• **WORKING DATA**

PR #271, opened 2024-08-14
search-core: add support for FunctionVertical

alapre:
This PR adds a Source enum type for Function Vertical, updates ResultFactory.ts to handle a function vertical response, and adds auto test.

Test: manual, auto
Tested with auto test and through test site, ensuring function vertical data appear in the response.

### DIFF
--- a/package.json
+++ b/package.json
@@ -1,6 +1,6 @@
 {
   "name": "@yext/search-core",
-  "version": "2.6.0-beta.2",
+  "version": "2.6.0-beta.3",
   "description": "Typescript Networking Library for the Yext Search API",
   "main": "./dist/commonjs/src/index.js",
   "module": "./dist/esm/src/index.js",
--- a/src/transformers/searchservice/ResultsFactory.ts
+++ b/src/transformers/searchservice/ResultsFactory.ts
@@ -26,6 +26,8 @@ export class ResultsFactory {
           return this.fromAlgoliaSearchEngine(result, resultIndex);
         case Source.DocumentVertical:
           return this.fromDocumentVertical(result, resultIndex);
+        case Source.FunctionVertical:
+          return this.fromFunctionVertical(result, resultIndex);
         default:
           return this.fromCustomSource(result, resultIndex);
       }
@@ -135,6 +137,19 @@ export class ResultsFactory {
       link: result.website,
       id: result.id,
       entityType: result.type,
+    };
+  }
+
+  public static fromFunctionVertical(result: any, index: number): Result {
+    const rawData = result.data ?? result;
+    return {
+      rawData: rawData,
+      source: Source.FunctionVertical,
+      index: index,
+      name: rawData.name,
+      description: rawData.description,
+      link: rawData.website,
+      id: rawData.id,
     };
   }
 }
--- a/src/transformers/searchservice/ResultsFactory.ts
+++ b/src/transformers/searchservice/ResultsFactory.ts
@@ -115,10 +115,18 @@ export class ResultsFactory {
   }
 
   private static fromCustomSource(result: any, index: number): Result {
+    return this.fromCustomSourceHelper(result, index, Source.Custom);
+  }
+
+  private static fromFunctionVertical(result: any, index: number): Result {
+    return this.fromCustomSourceHelper(result, index, Source.FunctionVertical);
+  }
+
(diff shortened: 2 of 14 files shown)


Fondryext (commented):
So quick feedback about process:
We do eventually want this change into the develop branch, but we'll have to go through a few steps to get it there. This wiki page is a good guide: https://wiki.yext.to/index.php/Public_SDK_release_process

I think for your change we'll probably want to have this be a new minor version, 2.6.0, but we can confirm with Baigel really quickly, and/or see if chat is currently doing any generative direct answer work in this repo that might complicate things. 

If we do decide to make this 2.6.0, then we'll make a new branch, called maybe release/v2.6, and then you'll make a PR from your dev/update-... branch into that one. When that's merged we'll then merge release/ into master, and then finally can merge master/ into develop.

src/transformers/searchservice/ResultsFactory.ts
```diff
@@ -137,4 +139,17 @@ export class ResultsFactory {
       entityType: result.type,
     };
   }
+
+  public static fromFunctionVertical(result: any, index: number): Result {
```
vijay267, line 143: Can we put this next to "fromCustomSource"? Plus we probably could refactor the two methods to use a helper since the only difference if the source between the two of them :)

test-site/src/ts/index.ts
```diff
@@ -8,7 +8,7 @@ import initDirectAnswers from './initDirectAnswers';
 
 const coreConfig: SearchConfig = {
   apiKey: process.env.API_KEY,
-  experienceKey: 'slanswers',
+  experienceKey: 'developer-support-test',
```
vijay267, line 11: Does this experience key impact all of the test site options? Like universal search, vertical search, etc.? If so, let's make sure everything still works

vijay267 (commented):
Also are the doc files generated? Wondering why it decided to change the markdown format now...

test-site/src/ts/index.ts
alapre: I adjusted this experience to make sure everything still works for the ts page. 
Flagging that for the js page, in index.js, the experience key is 'rosetest' which I think no longer exists (at least isn't an experience for the two businesses with experiences mentioned in [this](https://docs.google.com/document/d/1EusosNnvHpT_J3RvTnz1IjnQBGQ_unnI7tfBJFoRzQA/edit?usp=sharing) doc)? So the js test site doesn't really work (says `invalid params. experienceKey: 'rosetest'` when you try most of the searches).

vijay267: I'm guessing we archived the rosetest experience at some point.

src/transformers/searchservice/ResultsFactory.ts
```diff
@@ -115,10 +115,18 @@ export class ResultsFactory {
...
 
   private static fromCustomSource(result: any, index: number): Result {
+    return this.fromCustomSourceHelper(result, index, Source.Custom);
+  }
+
+  private static fromFunctionVertical(result: any, index: number): Result {
+    return this.fromCustomSourceHelper(result, index, Source.FunctionVertical);
+  }
+
+  private static fromCustomSourceHelper(result: any, index: number, source: Source): Result {
```
vijay267, line 125: Maybe name this like "fromCustomDataHelper"? CustomSource works well for "fromCustomSource", but sounds a bit odd for "fromFunctionVertical"

test-site/src/ts/index.ts
alapre: Looks like for one of the checks (run linter), 'rosetest' is needed in order for it to pass - leaving it as is for now but can look into this more!

package.json
```diff
@@ -1,6 +1,6 @@
 {
   "name": "@yext/search-core",
-  "version": "2.6.0-beta.2",
+  "version": "2.6.0-beta.3",
```
Fondryext, line 3: ah, one last little 'gotcha' with these github changes I forgot to mention (sorry!)
Now that we've changed the version in `package.json`, if you run `npm i` it will update the autogenerated `package-lock.json` and update the version there as well. Could you do that really quick + add it to the PR? The change looks good otherwise!

Fondryext (approved):
LGTM! Maybe double-check with Deepak about that one conversation left, but I think it's fine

• **TASK REQUIREMENTS**
All of the records above are to be returned exactly as they stand.

• **TASK OUTPUT**
PR #271, opened 2024-08-14
search-core: add support for FunctionVertical

alapre:
This PR adds a Source enum type for Function Vertical, updates ResultFactory.ts to handle a function vertical response, and adds auto test.

Test: manual, auto
Tested with auto test and through test site, ensuring function vertical data appear in the response.

### DIFF
--- a/package.json
+++ b/package.json
@@ -1,6 +1,6 @@
 {
   "name": "@yext/search-core",
-  "version": "2.6.0-beta.2",
+  "version": "2.6.0-beta.3",
   "description": "Typescript Networking Library for the Yext Search API",
   "main": "./dist/commonjs/src/index.js",
   "module": "./dist/esm/src/index.js",
--- a/src/transformers/searchservice/ResultsFactory.ts
+++ b/src/transformers/searchservice/ResultsFactory.ts
@@ -26,6 +26,8 @@ export class ResultsFactory {
           return this.fromAlgoliaSearchEngine(result, resultIndex);
         case Source.DocumentVertical:
           return this.fromDocumentVertical(result, resultIndex);
+        case Source.FunctionVertical:
+          return this.fromFunctionVertical(result, resultIndex);
         default:
           return this.fromCustomSource(result, resultIndex);
       }
@@ -135,6 +137,19 @@ export class ResultsFactory {
       link: result.website,
       id: result.id,
       entityType: result.type,
+    };
+  }
+
+  public static fromFunctionVertical(result: any, index: number): Result {
+    const rawData = result.data ?? result;
+    return {
+      rawData: rawData,
+      source: Source.FunctionVertical,
+      index: index,
+      name: rawData.name,
+      description: rawData.description,
+      link: rawData.website,
+      id: rawData.id,
     };
   }
 }
--- a/src/transformers/searchservice/ResultsFactory.ts
+++ b/src/transformers/searchservice/ResultsFactory.ts
@@ -115,10 +115,18 @@ export class ResultsFactory {
   }
 
   private static fromCustomSource(result: any, index: number): Result {
+    return this.fromCustomSourceHelper(result, index, Source.Custom);
+  }
+
+  private static fromFunctionVertical(result: any, index: number): Result {
+    return this.fromCustomSourceHelper(result, index, Source.FunctionVertical);
+  }
+
(diff shortened: 2 of 14 files shown)


Fondryext (commented):
So quick feedback about process:
We do eventually want this change into the develop branch, but we'll have to go through a few steps to get it there. This wiki page is a good guide: https://wiki.yext.to/index.php/Public_SDK_release_process

I think for your change we'll probably want to have this be a new minor version, 2.6.0, but we can confirm with Baigel really quickly, and/or see if chat is currently doing any generative direct answer work in this repo that might complicate things. 

If we do decide to make this 2.6.0, then we'll make a new branch, called maybe release/v2.6, and then you'll make a PR from your dev/update-... branch into that one. When that's merged we'll then merge release/ into master, and then finally can merge master/ into develop.

src/transformers/searchservice/ResultsFactory.ts
```diff
@@ -137,4 +139,17 @@ export class ResultsFactory {
       entityType: result.type,
     };
   }
+
+  public static fromFunctionVertical(result: any, index: number): Result {
```
vijay267, line 143: Can we put this next to "fromCustomSource"? Plus we probably could refactor the two methods to use a helper since the only difference if the source between the two of them :)

test-site/src/ts/index.ts
```diff
@@ -8,7 +8,7 @@ import initDirectAnswers from './initDirectAnswers';
 
 const coreConfig: SearchConfig = {
   apiKey: process.env.API_KEY,
-  experienceKey: 'slanswers',
+  experienceKey: 'developer-support-test',
```
vijay267, line 11: Does this experience key impact all of the test site options? Like universal search, vertical search, etc.? If so, let's make sure everything still works

vijay267 (commented):
Also are the doc files generated? Wondering why it decided to change the markdown format now...

test-site/src/ts/index.ts
alapre: I adjusted this experience to make sure everything still works for the ts page. 
Flagging that for the js page, in index.js, the experience key is 'rosetest' which I think no longer exists (at least isn't an experience for the two businesses with experiences mentioned in [this](https://docs.google.com/document/d/1EusosNnvHpT_J3RvTnz1IjnQBGQ_unnI7tfBJFoRzQA/edit?usp=sharing) doc)? So the js test site doesn't really work (says `invalid params. experienceKey: 'rosetest'` when you try most of the searches).

vijay267: I'm guessing we archived the rosetest experience at some point.

src/transformers/searchservice/ResultsFactory.ts
```diff
@@ -115,10 +115,18 @@ export class ResultsFactory {
...
 
   private static fromCustomSource(result: any, index: number): Result {
+    return this.fromCustomSourceHelper(result, index, Source.Custom);
+  }
+
+  private static fromFunctionVertical(result: any, index: number): Result {
+    return this.fromCustomSourceHelper(result, index, Source.FunctionVertical);
+  }
+
+  private static fromCustomSourceHelper(result: any, index: number, source: Source): Result {
```
vijay267, line 125: Maybe name this like "fromCustomDataHelper"? CustomSource works well for "fromCustomSource", but sounds a bit odd for "fromFunctionVertical"

test-site/src/ts/index.ts
alapre: Looks like for one of the checks (run linter), 'rosetest' is needed in order for it to pass - leaving it as is for now but can look into this more!

package.json
```diff
@@ -1,6 +1,6 @@
 {
   "name": "@yext/search-core",
-  "version": "2.6.0-beta.2",
+  "version": "2.6.0-beta.3",
```
Fondryext, line 3: ah, one last little 'gotcha' with these github changes I forgot to mention (sorry!)
Now that we've changed the version in `package.json`, if you run `npm i` it will update the autogenerated `package-lock.json` and update the version there as well. Could you do that really quick + add it to the PR? The change looks good otherwise!

Fondryext (approved):
LGTM! Maybe double-check with Deepak about that one conversation left, but I think it's fine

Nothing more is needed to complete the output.